### Exercise requirements
Copy every record exactly, with nothing left out.

....................

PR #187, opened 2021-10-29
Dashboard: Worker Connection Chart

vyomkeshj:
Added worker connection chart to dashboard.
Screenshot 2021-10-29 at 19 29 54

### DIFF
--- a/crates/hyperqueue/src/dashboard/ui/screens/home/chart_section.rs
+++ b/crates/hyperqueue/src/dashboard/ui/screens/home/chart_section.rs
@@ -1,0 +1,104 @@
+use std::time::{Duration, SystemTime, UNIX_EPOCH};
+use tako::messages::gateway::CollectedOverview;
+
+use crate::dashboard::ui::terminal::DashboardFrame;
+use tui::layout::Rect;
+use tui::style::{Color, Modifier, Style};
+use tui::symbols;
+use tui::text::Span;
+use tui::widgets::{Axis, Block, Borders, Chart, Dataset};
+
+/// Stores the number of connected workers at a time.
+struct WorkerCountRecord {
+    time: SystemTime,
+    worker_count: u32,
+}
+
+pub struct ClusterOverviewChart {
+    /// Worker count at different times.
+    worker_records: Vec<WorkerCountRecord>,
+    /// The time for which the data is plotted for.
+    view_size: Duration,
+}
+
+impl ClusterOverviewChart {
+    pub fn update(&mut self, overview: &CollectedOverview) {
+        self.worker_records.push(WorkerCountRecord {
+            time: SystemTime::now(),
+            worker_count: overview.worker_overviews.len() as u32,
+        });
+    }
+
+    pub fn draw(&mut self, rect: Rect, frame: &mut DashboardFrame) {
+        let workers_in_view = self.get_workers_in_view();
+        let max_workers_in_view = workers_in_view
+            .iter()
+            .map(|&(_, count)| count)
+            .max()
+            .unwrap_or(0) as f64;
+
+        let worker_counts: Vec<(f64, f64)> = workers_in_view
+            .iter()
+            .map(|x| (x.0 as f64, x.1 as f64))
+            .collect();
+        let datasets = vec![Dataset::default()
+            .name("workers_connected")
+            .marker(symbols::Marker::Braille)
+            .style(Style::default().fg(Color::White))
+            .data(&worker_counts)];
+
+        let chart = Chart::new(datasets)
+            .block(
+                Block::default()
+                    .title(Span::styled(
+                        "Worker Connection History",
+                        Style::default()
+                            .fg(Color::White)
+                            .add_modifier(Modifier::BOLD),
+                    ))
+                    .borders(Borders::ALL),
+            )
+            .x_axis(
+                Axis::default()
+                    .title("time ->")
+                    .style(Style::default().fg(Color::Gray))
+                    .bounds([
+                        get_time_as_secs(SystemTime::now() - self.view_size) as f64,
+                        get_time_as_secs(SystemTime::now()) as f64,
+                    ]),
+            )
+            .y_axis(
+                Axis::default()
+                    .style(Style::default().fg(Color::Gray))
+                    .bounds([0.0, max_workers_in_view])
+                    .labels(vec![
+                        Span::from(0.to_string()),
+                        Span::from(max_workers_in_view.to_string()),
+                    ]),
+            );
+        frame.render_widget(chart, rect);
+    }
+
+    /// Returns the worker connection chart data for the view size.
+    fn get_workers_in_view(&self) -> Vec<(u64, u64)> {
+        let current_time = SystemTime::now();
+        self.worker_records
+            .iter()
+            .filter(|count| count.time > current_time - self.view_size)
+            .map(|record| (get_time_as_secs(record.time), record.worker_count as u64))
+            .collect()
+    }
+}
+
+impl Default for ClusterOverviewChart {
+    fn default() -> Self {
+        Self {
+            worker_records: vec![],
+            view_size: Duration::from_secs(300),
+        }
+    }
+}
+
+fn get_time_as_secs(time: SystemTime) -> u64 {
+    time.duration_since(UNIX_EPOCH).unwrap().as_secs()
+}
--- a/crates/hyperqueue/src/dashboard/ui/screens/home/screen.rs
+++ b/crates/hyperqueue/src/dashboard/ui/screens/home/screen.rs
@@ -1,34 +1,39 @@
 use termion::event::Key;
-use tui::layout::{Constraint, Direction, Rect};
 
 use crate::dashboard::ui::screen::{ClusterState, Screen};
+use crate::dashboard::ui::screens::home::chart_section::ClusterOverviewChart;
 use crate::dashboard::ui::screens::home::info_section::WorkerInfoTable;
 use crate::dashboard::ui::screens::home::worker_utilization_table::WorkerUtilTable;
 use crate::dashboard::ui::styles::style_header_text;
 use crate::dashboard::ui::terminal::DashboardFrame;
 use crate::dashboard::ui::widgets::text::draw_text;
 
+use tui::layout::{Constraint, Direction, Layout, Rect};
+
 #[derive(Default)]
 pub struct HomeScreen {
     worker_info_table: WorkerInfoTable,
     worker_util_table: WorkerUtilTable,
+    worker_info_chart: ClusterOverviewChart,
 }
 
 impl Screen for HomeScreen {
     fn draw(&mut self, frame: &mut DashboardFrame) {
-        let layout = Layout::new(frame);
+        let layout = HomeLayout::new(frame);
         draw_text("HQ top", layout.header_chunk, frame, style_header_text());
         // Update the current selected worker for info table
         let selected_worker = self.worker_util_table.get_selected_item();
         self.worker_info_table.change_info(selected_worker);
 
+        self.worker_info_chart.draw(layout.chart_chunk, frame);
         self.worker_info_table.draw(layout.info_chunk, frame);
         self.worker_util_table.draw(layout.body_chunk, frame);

....................

### Answer space
PR #187, opened 2021-10-29
Dashboard: Worker Connection Chart

vyomkeshj:
Added worker connection chart to dashboard.
Screenshot 2021-10-29 at 19 29 54

### DIFF
--- a/crates/hyperqueue/src/dashboard/ui/screens/home/chart_section.rs
+++ b/crates/hyperqueue/src/dashboard/ui/screens/home/chart_section.rs
@@ -1,0 +1,104 @@
+use std::time::{Duration, SystemTime, UNIX_EPOCH};
+use tako::messages::gateway::CollectedOverview;
+
+use crate::dashboard::ui::terminal::DashboardFrame;
+use tui::layout::Rect;
+use tui::style::{Color, Modifier, Style};
+use tui::symbols;
+use tui::text::Span;
+use tui::widgets::{Axis, Block, Borders, Chart, Dataset};
+
+/// Stores the number of connected workers at a time.
+struct WorkerCountRecord {
+    time: SystemTime,
+    worker_count: u32,
+}
+
+pub struct ClusterOverviewChart {
+    /// Worker count at different times.
+    worker_records: Vec<WorkerCountRecord>,
+    /// The time for which the data is plotted for.
+    view_size: Duration,
+}
+
+impl ClusterOverviewChart {
+    pub fn update(&mut self, overview: &CollectedOverview) {
+        self.worker_records.push(WorkerCountRecord {
+            time: SystemTime::now(),
+            worker_count: overview.worker_overviews.len() as u32,
+        });
+    }
+
+    pub fn draw(&mut self, rect: Rect, frame: &mut DashboardFrame) {
+        let workers_in_view = self.get_workers_in_view();
+        let max_workers_in_view = workers_in_view
+            .iter()
+            .map(|&(_, count)| count)
+            .max()
+            .unwrap_or(0) as f64;
+
+        let worker_counts: Vec<(f64, f64)> = workers_in_view
+            .iter()
+            .map(|x| (x.0 as f64, x.1 as f64))
+            .collect();
+        let datasets = vec![Dataset::default()
+            .name("workers_connected")
+            .marker(symbols::Marker::Braille)
+            .style(Style::default().fg(Color::White))
+            .data(&worker_counts)];
+
+        let chart = Chart::new(datasets)
+            .block(
+                Block::default()
+                    .title(Span::styled(
+                        "Worker Connection History",
+                        Style::default()
+                            .fg(Color::White)
+                            .add_modifier(Modifier::BOLD),
+                    ))
+                    .borders(Borders::ALL),
+            )
+            .x_axis(
+                Axis::default()
+                    .title("time ->")
+                    .style(Style::default().fg(Color::Gray))
+                    .bounds([
+                        get_time_as_secs(SystemTime::now() - self.view_size) as f64,
+                        get_time_as_secs(SystemTime::now()) as f64,
+                    ]),
+            )
+            .y_axis(
+                Axis::default()
+                    .style(Style::default().fg(Color::Gray))
+                    .bounds([0.0, max_workers_in_view])
+                    .labels(vec![
+                        Span::from(0.to_string()),
+                        Span::from(max_workers_in_view.to_string()),
+                    ]),
+            );
+        frame.render_widget(chart, rect);
+    }
+
+    /// Returns the worker connection chart data for the view size.
+    fn get_workers_in_view(&self) -> Vec<(u64, u64)> {
+        let current_time = SystemTime::now();
+        self.worker_records
+            .iter()
+            .filter(|count| count.time > current_time - self.view_size)
+            .map(|record| (get_time_as_secs(record.time), record.worker_count as u64))
+            .collect()
+    }
+}
+
+impl Default for ClusterOverviewChart {
+    fn default() -> Self {
+        Self {
+            worker_records: vec![],
+            view_size: Duration::from_secs(300),
+        }
+    }
+}
+
+fn get_time_as_secs(time: SystemTime) -> u64 {
+    time.duration_since(UNIX_EPOCH).unwrap().as_secs()
+}
--- a/crates/hyperqueue/src/dashboard/ui/screens/home/screen.rs
+++ b/crates/hyperqueue/src/dashboard/ui/screens/home/screen.rs
@@ -1,34 +1,39 @@
 use termion::event::Key;
-use tui::layout::{Constraint, Direction, Rect};
 
 use crate::dashboard::ui::screen::{ClusterState, Screen};
+use crate::dashboard::ui::screens::home::chart_section::ClusterOverviewChart;
 use crate::dashboard::ui::screens::home::info_section::WorkerInfoTable;
 use crate::dashboard::ui::screens::home::worker_utilization_table::WorkerUtilTable;
 use crate::dashboard::ui::styles::style_header_text;
 use crate::dashboard::ui::terminal::DashboardFrame;
 use crate::dashboard::ui::widgets::text::draw_text;
 
+use tui::layout::{Constraint, Direction, Layout, Rect};
+
 #[derive(Default)]
 pub struct HomeScreen {
     worker_info_table: WorkerInfoTable,
     worker_util_table: WorkerUtilTable,
+    worker_info_chart: ClusterOverviewChart,
 }
 
 impl Screen for HomeScreen {
     fn draw(&mut self, frame: &mut DashboardFrame) {
-        let layout = Layout::new(frame);
+        let layout = HomeLayout::new(frame);
         draw_text("HQ top", layout.header_chunk, frame, style_header_text());
         // Update the current selected worker for info table
         let selected_worker = self.worker_util_table.get_selected_item();
         self.worker_info_table.change_info(selected_worker);
 
+        self.worker_info_chart.draw(layout.chart_chunk, frame);
         self.worker_info_table.draw(layout.info_chunk, frame);
         self.worker_util_table.draw(layout.body_chunk, frame);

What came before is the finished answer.